▶ _WHAT YOU NEED TO DO_
Every record must come back exactly as given.

▶ _THE DATA_
+ + + + + + +

PR #2809, opened 2026-03-31
feat: Add agent_users table to associate sessions with users

ecanlar:
## Summary

- Introduces an `agent_users` table across all SQL-based session backends (SQLiteSession, AsyncSQLiteSession, SQLAlchemySession) to associate sessions with application-level users
- Adds optional `user_id` parameter to session constructors and a `get_sessions_for_user()` query method
- Mirrors the User → Session relationship pattern from [Google's ADK](https://github.com/google/adk-python), enabling multi-user agent applications without custom mapping layers

## Motivation

Currently sessions exist independently with no built-in way to link them to users. Every developer building multi-user applications ends up creating their own user-session mapping layer on top of the SDK. This PR adds first-class support for this common pattern.

### Schema

```sql
-- New table
CREATE TABLE agent_users (
    user_id TEXT PRIMARY KEY,
    metadata TEXT,
    created_at TIMESTAMP DEFAULT CURRENT_TIMESTAMP,
    updated_at TIMESTAMP DEFAULT CURRENT_TIMESTAMP
);

-- New column on agent_sessions
ALTER TABLE agent_sessions ADD COLUMN user_id TEXT REFERENCES agent_users(user_id) ON DELETE SET NULL;
CREATE INDEX idx_agent_sessions_user_id ON agent_sessions (user_id);
```

### API

```python
# Create a session linked to a user
session = SQLiteSession("session-1", db_path="./data.db", user_id="alice")

# Retrieve all sessions for a user
session_ids = await session.get_sessions_for_user("alice")
```

### Files modified

| File | Change |
|------|--------|
| `src/agents/memory/session.py` | Add `user_id` attribute to `Session` protocol and `SessionABC` |
| `src/agents/memory/sqlite_session.py` | Add `agent_users` table, `user_id` FK, `get_sessions_for_user()` |
| `src/agents/extensions/memory/async_sqlite_session.py` | Same changes for async SQLite backend |
| `src/agents/extensions/memory/sqlalchemy_session.py` | Same changes for SQLAlchemy backend |
| `tests/test_session.py` | Add tests for user association and `user_id` attribute |

## Test plan

- [x] All 34 existing session tests pass (backward compatible — `user_id` defaults to `None`)
- [x] New `test_sqlite_session_user_association` — verifies multi-user session queries
- [x] New `test_sqlite_session_user_id_attribute` — verifies `user_id` is stored on instance

Closes #2808

Issue #2808, opened 2026-03-31
Feature request: agent_users table to associate sessions with users


ecanlar:
### Problem

Currently, `agent_sessions` exist independently without a way to associate them with application-level users. When building multi-user applications, there's no built-in mechanism to link a session to a specific user identity, making it difficult to:

- Retrieve all sessions belonging to a particular user
- Manage user-scoped session history
- Implement user-level session lifecycle management (e.g., cleanup, export, limits)

### Proposed Solution

Introduce an `agent_users` table (or equivalent concept) that allows associating sessions with users, similar to how [Google's Agent Development Kit (ADK)](https://github.com/google/adk-python) handles user-session relationships.

The basic schema would look something like:

```sql
CREATE TABLE agent_users (
    user_id TEXT PRIMARY KEY,
    metadata JSONB,
    created_at TIMESTAMP DEFAULT NOW(),
    updated_at TIMESTAMP DEFAULT NOW()
);

-- Add user_id foreign key to agent_sessions
ALTER TABLE agent_sessions ADD COLUMN user_id TEXT REFERENCES agent_users(user_id);
```

This would enable:
- **User-scoped session queries**: Fetch all sessions for a given user
- **User metadata storage**: Store user-level context that persists across sessions
- **Session ownership**: Clear association between who owns a session
- **Multi-tenant support**: Easier to build applications serving multiple users

### ADK Reference

Google's ADK models this as a `User → Session` relationship where each session is scoped under a user. This is a natural pattern for agent-based applications where:

1. A **user** interacts with the agent
2. The user may have **multiple sessions** (conversations) over time
3. The agent needs to retrieve **user-level context** across sessions

### Additional Context

This is a common need when building production agent applications. Without this, every developer ends up building their own user-session mapping layer on top of the SDK.

seratch:
Thanks for the suggestion. Since most services typically have their own user tables, we generally recommend using a join table between `agent_sessions` and your user tables. This approach allows the `agent_sessions` table to work with different types of user data tables. It may not fit your use case, but we would appreciate your understanding. If you still need an `admin_users` table, please use your own custom session store implementation.

ecanlar:
Thanks for the quick response, I appreciate the clarification! That approach makes sense.

PR #2812, opened 2026-03-31
feat: Add create_session and get_session classmethods

ecanlar:
## Summary

- Adds `create_session(user_id, ...)` classmethod to all SQL-based session backends (SQLiteSession, AsyncSQLiteSession, SQLAlchemySession) that creates a new session with an **auto-generated UUID** `session_id`, persisting user and session rows immediately
- Adds `get_sessions(user_id, ...)` classmethod that retrieves **all sessions for a user** as a list of ready-to-use session instances, with `limit`/`offset` pagination support
- No changes to `SessionABC` or the `Session` protocol — these methods are backend-specific conveniences

### API

```python
# Create a new session (session_id auto-generated)
session = await SQLiteSession.create_session("alice", db_path="./data.db")
print(session.session_id)  # "550e8400-e29b-41d4-..."

# Retrieve all sessions for a user
sessions = await SQLiteSession.get_sessions("alice", db_path="./data.db")
for s in sessions:
    items = await s.get_items()  # each instance is fully functional
    print(s.session_id, len(items))

# With pagination
page = await SQLiteSession.get_sessions("alice", db_path="./data.db", limit=10, offset=0)
```

## Motivation

Builds on #2809 (agent_users table). Currently the caller must invent a `session_id` and the session row is only created lazily on `add_items()`. This PR provides a proper factory pattern where:
1. The `user_id` is the primary entry point (not the `session_id`)
2. The `session_id` is generated internally via `uuid4()`
3. `get_sessions` returns fully functional session instances (not just IDs like `get_sessions_for_user`)

## Test plan

- [x] All 35 existing session tests pass (backward compatible)
- [x] `test_sqlite_create_session` — verifies UUID generation, DB persistence, and normal usage
- [x] `test_sqlite_get_sessions` — verifies retrieval of all user sessions, item preservation, empty result for unknown user
- [x] `test_sqlite_get_sessions_pagination` — verifies limit/offset pagination
- [x] `test_sqlite_create_multiple_sessions_for_user` — verifies multiple sessions per user with unique IDs

### DIFF
--- a/src/agents/extensions/memory/async_sqlite_session.py
+++ b/src/agents/extensions/memory/async_sqlite_session.py
@@ -316,31 +316,33 @@ class AsyncSQLiteSession(SessionABC):
         return session
 
     @classmethod
-    async def get_session(
+    async def get_sessions(
         cls,
         user_id: str,
-        session_id: str,
         db_path: str | Path = ":memory:",
         sessions_table: str = "agent_sessions",
         messages_table: str = "agent_messages",
         users_table: str = "agent_users",
-    ) -> AsyncSQLiteSession | None:
-        """Retrieve an existing session for a user.
+        limit: int | None = None,
+        offset: int = 0,
+    ) -> list[AsyncSQLiteSession]:
+        """Retrieve all sessions for a user.
 
         Args:
-            user_id: The user identifier who owns the session.
-            session_id: The session identifier to retrieve.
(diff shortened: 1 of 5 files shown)


seratch:
For the reason I mentioned at https://github.com/openai/openai-agents-python/issues/2808#issuecomment-4161382094, we don't plan to have this change at least for now.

+ + + + + + +

▶ _SOLUTION FOR THIS EXERCISE_
PR #2809, opened 2026-03-31
feat: Add agent_users table to associate sessions with users

ecanlar:
## Summary

- Introduces an `agent_users` table across all SQL-based session backends (SQLiteSession, AsyncSQLiteSession, SQLAlchemySession) to associate sessions with application-level users
- Adds optional `user_id` parameter to session constructors and a `get_sessions_for_user()` query method
- Mirrors the User → Session relationship pattern from [Google's ADK](https://github.com/google/adk-python), enabling multi-user agent applications without custom mapping layers

## Motivation

Currently sessions exist independently with no built-in way to link them to users. Every developer building multi-user applications ends up creating their own user-session mapping layer on top of the SDK. This PR adds first-class support for this common pattern.

### Schema

```sql
-- New table
CREATE TABLE agent_users (
    user_id TEXT PRIMARY KEY,
    metadata TEXT,
    created_at TIMESTAMP DEFAULT CURRENT_TIMESTAMP,
    updated_at TIMESTAMP DEFAULT CURRENT_TIMESTAMP
);

-- New column on agent_sessions
ALTER TABLE agent_sessions ADD COLUMN user_id TEXT REFERENCES agent_users(user_id) ON DELETE SET NULL;
CREATE INDEX idx_agent_sessions_user_id ON agent_sessions (user_id);
```

### API

```python
# Create a session linked to a user
session = SQLiteSession("session-1", db_path="./data.db", user_id="alice")

# Retrieve all sessions for a user
session_ids = await session.get_sessions_for_user("alice")
```

### Files modified

| File | Change |
|------|--------|
| `src/agents/memory/session.py` | Add `user_id` attribute to `Session` protocol and `SessionABC` |
| `src/agents/memory/sqlite_session.py` | Add `agent_users` table, `user_id` FK, `get_sessions_for_user()` |
| `src/agents/extensions/memory/async_sqlite_session.py` | Same changes for async SQLite backend |
| `src/agents/extensions/memory/sqlalchemy_session.py` | Same changes for SQLAlchemy backend |
| `tests/test_session.py` | Add tests for user association and `user_id` attribute |

## Test plan

- [x] All 34 existing session tests pass (backward compatible — `user_id` defaults to `None`)
- [x] New `test_sqlite_session_user_association` — verifies multi-user session queries
- [x] New `test_sqlite_session_user_id_attribute` — verifies `user_id` is stored on instance

Closes #2808

Issue #2808, opened 2026-03-31
Feature request: agent_users table to associate sessions with users


ecanlar:
### Problem

Currently, `agent_sessions` exist independently without a way to associate them with application-level users. When building multi-user applications, there's no built-in mechanism to link a session to a specific user identity, making it difficult to:

- Retrieve all sessions belonging to a particular user
- Manage user-scoped session history
- Implement user-level session lifecycle management (e.g., cleanup, export, limits)

### Proposed Solution

Introduce an `agent_users` table (or equivalent concept) that allows associating sessions with users, similar to how [Google's Agent Development Kit (ADK)](https://github.com/google/adk-python) handles user-session relationships.

The basic schema would look something like:

```sql
CREATE TABLE agent_users (
    user_id TEXT PRIMARY KEY,
    metadata JSONB,
    created_at TIMESTAMP DEFAULT NOW(),
    updated_at TIMESTAMP DEFAULT NOW()
);

-- Add user_id foreign key to agent_sessions
ALTER TABLE agent_sessions ADD COLUMN user_id TEXT REFERENCES agent_users(user_id);
```

This would enable:
- **User-scoped session queries**: Fetch all sessions for a given user
- **User metadata storage**: Store user-level context that persists across sessions
- **Session ownership**: Clear association between who owns a session
- **Multi-tenant support**: Easier to build applications serving multiple users

### ADK Reference

Google's ADK models this as a `User → Session` relationship where each session is scoped under a user. This is a natural pattern for agent-based applications where:

1. A **user** interacts with the agent
2. The user may have **multiple sessions** (conversations) over time
3. The agent needs to retrieve **user-level context** across sessions

### Additional Context

This is a common need when building production agent applications. Without this, every developer ends up building their own user-session mapping layer on top of the SDK.

seratch:
Thanks for the suggestion. Since most services typically have their own user tables, we generally recommend using a join table between `agent_sessions` and your user tables. This approach allows the `agent_sessions` table to work with different types of user data tables. It may not fit your use case, but we would appreciate your understanding. If you still need an `admin_users` table, please use your own custom session store implementation.

ecanlar:
Thanks for the quick response, I appreciate the clarification! That approach makes sense.

PR #2812, opened 2026-03-31
feat: Add create_session and get_session classmethods

ecanlar:
## Summary

- Adds `create_session(user_id, ...)` classmethod to all SQL-based session backends (SQLiteSession, AsyncSQLiteSession, SQLAlchemySession) that creates a new session with an **auto-generated UUID** `session_id`, persisting user and session rows immediately
- Adds `get_sessions(user_id, ...)` classmethod that retrieves **all sessions for a user** as a list of ready-to-use session instances, with `limit`/`offset` pagination support
- No changes to `SessionABC` or the `Session` protocol — these methods are backend-specific conveniences

### API

```python
# Create a new session (session_id auto-generated)
session = await SQLiteSession.create_session("alice", db_path="./data.db")
print(session.session_id)  # "550e8400-e29b-41d4-..."

# Retrieve all sessions for a user
sessions = await SQLiteSession.get_sessions("alice", db_path="./data.db")
for s in sessions:
    items = await s.get_items()  # each instance is fully functional
    print(s.session_id, len(items))

# With pagination
page = await SQLiteSession.get_sessions("alice", db_path="./data.db", limit=10, offset=0)
```

## Motivation

Builds on #2809 (agent_users table). Currently the caller must invent a `session_id` and the session row is only created lazily on `add_items()`. This PR provides a proper factory pattern where:
1. The `user_id` is the primary entry point (not the `session_id`)
2. The `session_id` is generated internally via `uuid4()`
3. `get_sessions` returns fully functional session instances (not just IDs like `get_sessions_for_user`)

## Test plan

- [x] All 35 existing session tests pass (backward compatible)
- [x] `test_sqlite_create_session` — verifies UUID generation, DB persistence, and normal usage
- [x] `test_sqlite_get_sessions` — verifies retrieval of all user sessions, item preservation, empty result for unknown user
- [x] `test_sqlite_get_sessions_pagination` — verifies limit/offset pagination
- [x] `test_sqlite_create_multiple_sessions_for_user` — verifies multiple sessions per user with unique IDs

### DIFF
--- a/src/agents/extensions/memory/async_sqlite_session.py
+++ b/src/agents/extensions/memory/async_sqlite_session.py
@@ -316,31 +316,33 @@ class AsyncSQLiteSession(SessionABC):
         return session
 
     @classmethod
-    async def get_session(
+    async def get_sessions(
         cls,
         user_id: str,
-        session_id: str,
         db_path: str | Path = ":memory:",
         sessions_table: str = "agent_sessions",
         messages_table: str = "agent_messages",
         users_table: str = "agent_users",
-    ) -> AsyncSQLiteSession | None:
-        """Retrieve an existing session for a user.
+        limit: int | None = None,
+        offset: int = 0,
+    ) -> list[AsyncSQLiteSession]:
+        """Retrieve all sessions for a user.
 
         Args:
-            user_id: The user identifier who owns the session.
-            session_id: The session identifier to retrieve.
(diff shortened: 1 of 5 files shown)


seratch:
For the reason I mentioned at https://github.com/openai/openai-agents-python/issues/2808#issuecomment-4161382094, we don't plan to have this change at least for now.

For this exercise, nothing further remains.